====== RECORDED DATA ======

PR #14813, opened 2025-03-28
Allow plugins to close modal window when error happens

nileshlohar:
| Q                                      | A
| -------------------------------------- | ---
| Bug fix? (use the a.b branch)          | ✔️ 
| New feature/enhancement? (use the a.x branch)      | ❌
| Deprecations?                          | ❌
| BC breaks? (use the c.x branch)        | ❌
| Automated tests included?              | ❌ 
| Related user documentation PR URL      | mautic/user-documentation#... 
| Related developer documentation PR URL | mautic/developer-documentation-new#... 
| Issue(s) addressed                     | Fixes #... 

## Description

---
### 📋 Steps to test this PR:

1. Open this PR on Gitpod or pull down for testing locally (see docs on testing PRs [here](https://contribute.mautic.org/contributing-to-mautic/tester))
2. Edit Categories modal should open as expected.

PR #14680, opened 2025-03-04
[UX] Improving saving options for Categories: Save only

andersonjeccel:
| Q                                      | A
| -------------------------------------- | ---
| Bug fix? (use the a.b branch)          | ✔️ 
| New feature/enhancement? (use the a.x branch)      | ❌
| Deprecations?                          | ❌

======
====== RECORDED DATA ======

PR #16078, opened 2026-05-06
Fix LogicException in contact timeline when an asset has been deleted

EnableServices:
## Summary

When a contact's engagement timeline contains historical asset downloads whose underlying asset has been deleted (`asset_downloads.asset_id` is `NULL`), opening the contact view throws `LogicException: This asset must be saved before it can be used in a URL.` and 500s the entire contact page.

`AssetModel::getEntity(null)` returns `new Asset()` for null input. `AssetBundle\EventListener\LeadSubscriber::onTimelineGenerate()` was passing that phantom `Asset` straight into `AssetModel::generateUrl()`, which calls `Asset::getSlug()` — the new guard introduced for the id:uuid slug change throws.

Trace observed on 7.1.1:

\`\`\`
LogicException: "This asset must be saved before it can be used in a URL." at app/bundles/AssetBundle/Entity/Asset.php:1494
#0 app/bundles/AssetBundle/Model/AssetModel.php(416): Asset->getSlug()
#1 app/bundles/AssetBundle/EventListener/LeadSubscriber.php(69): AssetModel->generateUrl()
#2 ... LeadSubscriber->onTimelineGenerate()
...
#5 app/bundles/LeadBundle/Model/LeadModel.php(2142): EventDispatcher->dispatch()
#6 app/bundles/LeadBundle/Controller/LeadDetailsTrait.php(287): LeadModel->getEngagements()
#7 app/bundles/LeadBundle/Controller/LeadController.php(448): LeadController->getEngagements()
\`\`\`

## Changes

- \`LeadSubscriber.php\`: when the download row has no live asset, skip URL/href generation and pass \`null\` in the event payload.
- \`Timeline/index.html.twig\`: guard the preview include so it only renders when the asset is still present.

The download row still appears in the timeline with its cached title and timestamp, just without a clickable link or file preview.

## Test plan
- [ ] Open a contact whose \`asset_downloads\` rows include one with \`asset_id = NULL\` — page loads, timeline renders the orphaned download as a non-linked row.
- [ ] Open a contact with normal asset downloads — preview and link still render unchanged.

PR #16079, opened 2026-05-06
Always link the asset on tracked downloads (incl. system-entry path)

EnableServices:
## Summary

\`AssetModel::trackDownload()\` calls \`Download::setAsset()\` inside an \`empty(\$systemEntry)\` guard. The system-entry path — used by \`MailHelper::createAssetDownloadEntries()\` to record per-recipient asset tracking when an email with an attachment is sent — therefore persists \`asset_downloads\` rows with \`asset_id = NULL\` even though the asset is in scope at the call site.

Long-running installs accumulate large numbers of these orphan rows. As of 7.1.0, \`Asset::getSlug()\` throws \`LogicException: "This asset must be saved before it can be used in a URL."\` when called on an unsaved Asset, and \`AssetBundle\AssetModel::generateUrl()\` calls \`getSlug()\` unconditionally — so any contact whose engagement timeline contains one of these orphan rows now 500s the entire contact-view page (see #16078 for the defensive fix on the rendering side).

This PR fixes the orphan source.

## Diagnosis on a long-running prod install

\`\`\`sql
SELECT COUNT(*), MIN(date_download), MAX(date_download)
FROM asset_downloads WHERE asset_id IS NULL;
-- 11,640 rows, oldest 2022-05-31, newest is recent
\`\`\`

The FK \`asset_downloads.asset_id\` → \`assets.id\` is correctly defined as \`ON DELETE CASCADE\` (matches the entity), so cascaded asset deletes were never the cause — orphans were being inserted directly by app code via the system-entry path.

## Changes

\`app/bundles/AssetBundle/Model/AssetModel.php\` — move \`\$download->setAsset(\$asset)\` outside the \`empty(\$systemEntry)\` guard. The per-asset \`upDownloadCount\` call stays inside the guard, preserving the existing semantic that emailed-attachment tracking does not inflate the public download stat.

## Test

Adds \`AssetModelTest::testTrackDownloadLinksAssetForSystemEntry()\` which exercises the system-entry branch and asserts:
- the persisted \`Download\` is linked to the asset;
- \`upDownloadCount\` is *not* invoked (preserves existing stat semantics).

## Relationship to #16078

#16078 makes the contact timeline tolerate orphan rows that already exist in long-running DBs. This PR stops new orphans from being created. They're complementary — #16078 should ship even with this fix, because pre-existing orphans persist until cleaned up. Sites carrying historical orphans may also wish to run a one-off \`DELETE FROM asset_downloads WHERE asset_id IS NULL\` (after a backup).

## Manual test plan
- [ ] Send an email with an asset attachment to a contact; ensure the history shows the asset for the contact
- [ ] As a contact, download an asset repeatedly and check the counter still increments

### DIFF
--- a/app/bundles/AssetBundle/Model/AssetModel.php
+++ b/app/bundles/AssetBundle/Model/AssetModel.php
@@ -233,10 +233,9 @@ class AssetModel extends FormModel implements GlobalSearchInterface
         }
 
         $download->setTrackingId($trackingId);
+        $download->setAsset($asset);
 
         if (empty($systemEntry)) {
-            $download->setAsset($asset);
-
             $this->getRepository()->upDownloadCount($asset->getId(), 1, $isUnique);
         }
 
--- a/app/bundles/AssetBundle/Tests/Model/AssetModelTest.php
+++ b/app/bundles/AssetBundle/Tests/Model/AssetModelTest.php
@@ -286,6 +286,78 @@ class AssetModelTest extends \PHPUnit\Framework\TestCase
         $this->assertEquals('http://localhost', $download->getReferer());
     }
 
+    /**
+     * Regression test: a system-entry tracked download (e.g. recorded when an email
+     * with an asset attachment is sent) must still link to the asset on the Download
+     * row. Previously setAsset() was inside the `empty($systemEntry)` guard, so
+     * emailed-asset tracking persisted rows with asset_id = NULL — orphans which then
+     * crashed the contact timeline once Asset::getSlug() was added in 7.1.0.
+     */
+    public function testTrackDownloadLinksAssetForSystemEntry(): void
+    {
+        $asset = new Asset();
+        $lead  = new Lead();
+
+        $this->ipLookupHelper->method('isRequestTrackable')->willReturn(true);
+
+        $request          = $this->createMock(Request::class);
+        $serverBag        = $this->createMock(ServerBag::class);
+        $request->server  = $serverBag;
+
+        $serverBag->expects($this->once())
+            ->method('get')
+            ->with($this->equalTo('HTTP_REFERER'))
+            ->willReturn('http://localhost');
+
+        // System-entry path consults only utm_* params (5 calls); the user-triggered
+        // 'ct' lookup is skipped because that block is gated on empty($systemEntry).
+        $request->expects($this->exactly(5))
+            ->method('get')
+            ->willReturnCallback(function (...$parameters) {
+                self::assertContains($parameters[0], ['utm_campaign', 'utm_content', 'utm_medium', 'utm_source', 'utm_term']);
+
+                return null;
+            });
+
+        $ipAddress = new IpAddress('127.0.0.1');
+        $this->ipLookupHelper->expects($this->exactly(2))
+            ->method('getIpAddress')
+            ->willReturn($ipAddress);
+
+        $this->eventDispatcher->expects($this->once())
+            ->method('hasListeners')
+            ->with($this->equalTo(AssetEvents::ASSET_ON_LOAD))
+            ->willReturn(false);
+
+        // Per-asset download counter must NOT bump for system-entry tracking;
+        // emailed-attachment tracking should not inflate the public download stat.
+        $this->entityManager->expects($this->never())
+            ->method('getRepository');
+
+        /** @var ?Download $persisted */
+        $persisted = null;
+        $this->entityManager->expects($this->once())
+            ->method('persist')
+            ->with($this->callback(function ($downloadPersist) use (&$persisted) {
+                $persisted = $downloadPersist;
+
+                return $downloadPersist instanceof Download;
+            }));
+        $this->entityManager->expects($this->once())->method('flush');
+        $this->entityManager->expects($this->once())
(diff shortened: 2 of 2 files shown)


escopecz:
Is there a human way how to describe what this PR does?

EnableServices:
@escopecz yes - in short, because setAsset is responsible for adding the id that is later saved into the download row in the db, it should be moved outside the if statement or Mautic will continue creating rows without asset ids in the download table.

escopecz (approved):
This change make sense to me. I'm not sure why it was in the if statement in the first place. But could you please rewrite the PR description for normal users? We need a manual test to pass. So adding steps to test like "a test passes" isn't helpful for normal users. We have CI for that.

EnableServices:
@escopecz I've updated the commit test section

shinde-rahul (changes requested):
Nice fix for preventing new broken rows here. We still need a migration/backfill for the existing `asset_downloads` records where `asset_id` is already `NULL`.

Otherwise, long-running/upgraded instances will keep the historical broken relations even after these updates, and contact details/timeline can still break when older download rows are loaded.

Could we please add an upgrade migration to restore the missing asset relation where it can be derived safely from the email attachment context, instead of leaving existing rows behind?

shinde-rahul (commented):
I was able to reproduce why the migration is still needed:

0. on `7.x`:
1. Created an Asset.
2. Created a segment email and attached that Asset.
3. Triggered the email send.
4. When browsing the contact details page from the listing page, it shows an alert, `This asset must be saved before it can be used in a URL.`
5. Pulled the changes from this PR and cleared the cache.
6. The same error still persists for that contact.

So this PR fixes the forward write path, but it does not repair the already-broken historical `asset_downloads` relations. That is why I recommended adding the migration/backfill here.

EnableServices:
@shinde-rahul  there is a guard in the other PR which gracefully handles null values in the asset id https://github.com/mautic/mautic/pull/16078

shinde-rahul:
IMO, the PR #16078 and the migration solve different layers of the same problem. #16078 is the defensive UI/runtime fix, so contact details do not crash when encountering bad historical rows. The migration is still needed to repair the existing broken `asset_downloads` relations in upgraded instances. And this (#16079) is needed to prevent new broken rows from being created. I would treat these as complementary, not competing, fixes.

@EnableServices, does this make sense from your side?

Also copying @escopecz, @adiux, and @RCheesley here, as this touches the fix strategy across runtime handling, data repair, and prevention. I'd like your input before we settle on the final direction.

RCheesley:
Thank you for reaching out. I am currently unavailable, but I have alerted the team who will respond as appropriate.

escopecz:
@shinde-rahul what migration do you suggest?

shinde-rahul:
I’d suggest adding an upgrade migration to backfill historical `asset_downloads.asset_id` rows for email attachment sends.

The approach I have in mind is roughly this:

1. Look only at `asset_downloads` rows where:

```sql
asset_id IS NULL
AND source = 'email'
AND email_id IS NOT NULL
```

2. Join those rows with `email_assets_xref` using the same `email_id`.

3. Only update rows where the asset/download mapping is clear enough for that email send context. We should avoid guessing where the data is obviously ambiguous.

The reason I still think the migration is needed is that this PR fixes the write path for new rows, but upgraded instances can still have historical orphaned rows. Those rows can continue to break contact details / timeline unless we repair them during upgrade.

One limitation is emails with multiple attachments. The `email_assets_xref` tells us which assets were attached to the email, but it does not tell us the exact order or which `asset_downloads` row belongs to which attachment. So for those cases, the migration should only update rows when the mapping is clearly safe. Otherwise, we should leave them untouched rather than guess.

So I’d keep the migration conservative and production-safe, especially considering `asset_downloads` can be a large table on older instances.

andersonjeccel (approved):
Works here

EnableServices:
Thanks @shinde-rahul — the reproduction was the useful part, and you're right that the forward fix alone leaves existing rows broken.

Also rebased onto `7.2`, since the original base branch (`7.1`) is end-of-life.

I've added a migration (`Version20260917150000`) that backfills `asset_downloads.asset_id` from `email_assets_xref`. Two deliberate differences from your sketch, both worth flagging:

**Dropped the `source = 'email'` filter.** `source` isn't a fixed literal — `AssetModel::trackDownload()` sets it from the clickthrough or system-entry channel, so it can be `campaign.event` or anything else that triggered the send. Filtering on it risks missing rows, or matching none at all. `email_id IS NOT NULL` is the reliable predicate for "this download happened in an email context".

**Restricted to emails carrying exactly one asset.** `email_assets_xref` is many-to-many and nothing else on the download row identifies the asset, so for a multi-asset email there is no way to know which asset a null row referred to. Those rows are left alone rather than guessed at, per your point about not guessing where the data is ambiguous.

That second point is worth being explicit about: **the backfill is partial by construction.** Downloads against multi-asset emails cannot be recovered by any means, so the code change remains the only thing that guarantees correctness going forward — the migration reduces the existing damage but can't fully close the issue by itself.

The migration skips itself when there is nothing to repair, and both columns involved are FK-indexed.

======

• **WORK ORDER**:
Look above for the line with "This change make" and the line with "Nice fix for", and reproduce exactly those two lines plus every line between, nothing more.

• **REPLY TO THE TASK**:
This change make sense to me. I'm not sure why it was in the if statement in the first place. But could you please rewrite the PR description for normal users? We need a manual test to pass. So adding steps to test like "a test passes" isn't helpful for normal users. We have CI for that.

EnableServices:
@escopecz I've updated the commit test section

shinde-rahul (changes requested):
Nice fix for preventing new broken rows here. We still need a migration/backfill for the existing `asset_downloads` records where `asset_id` is already `NULL`.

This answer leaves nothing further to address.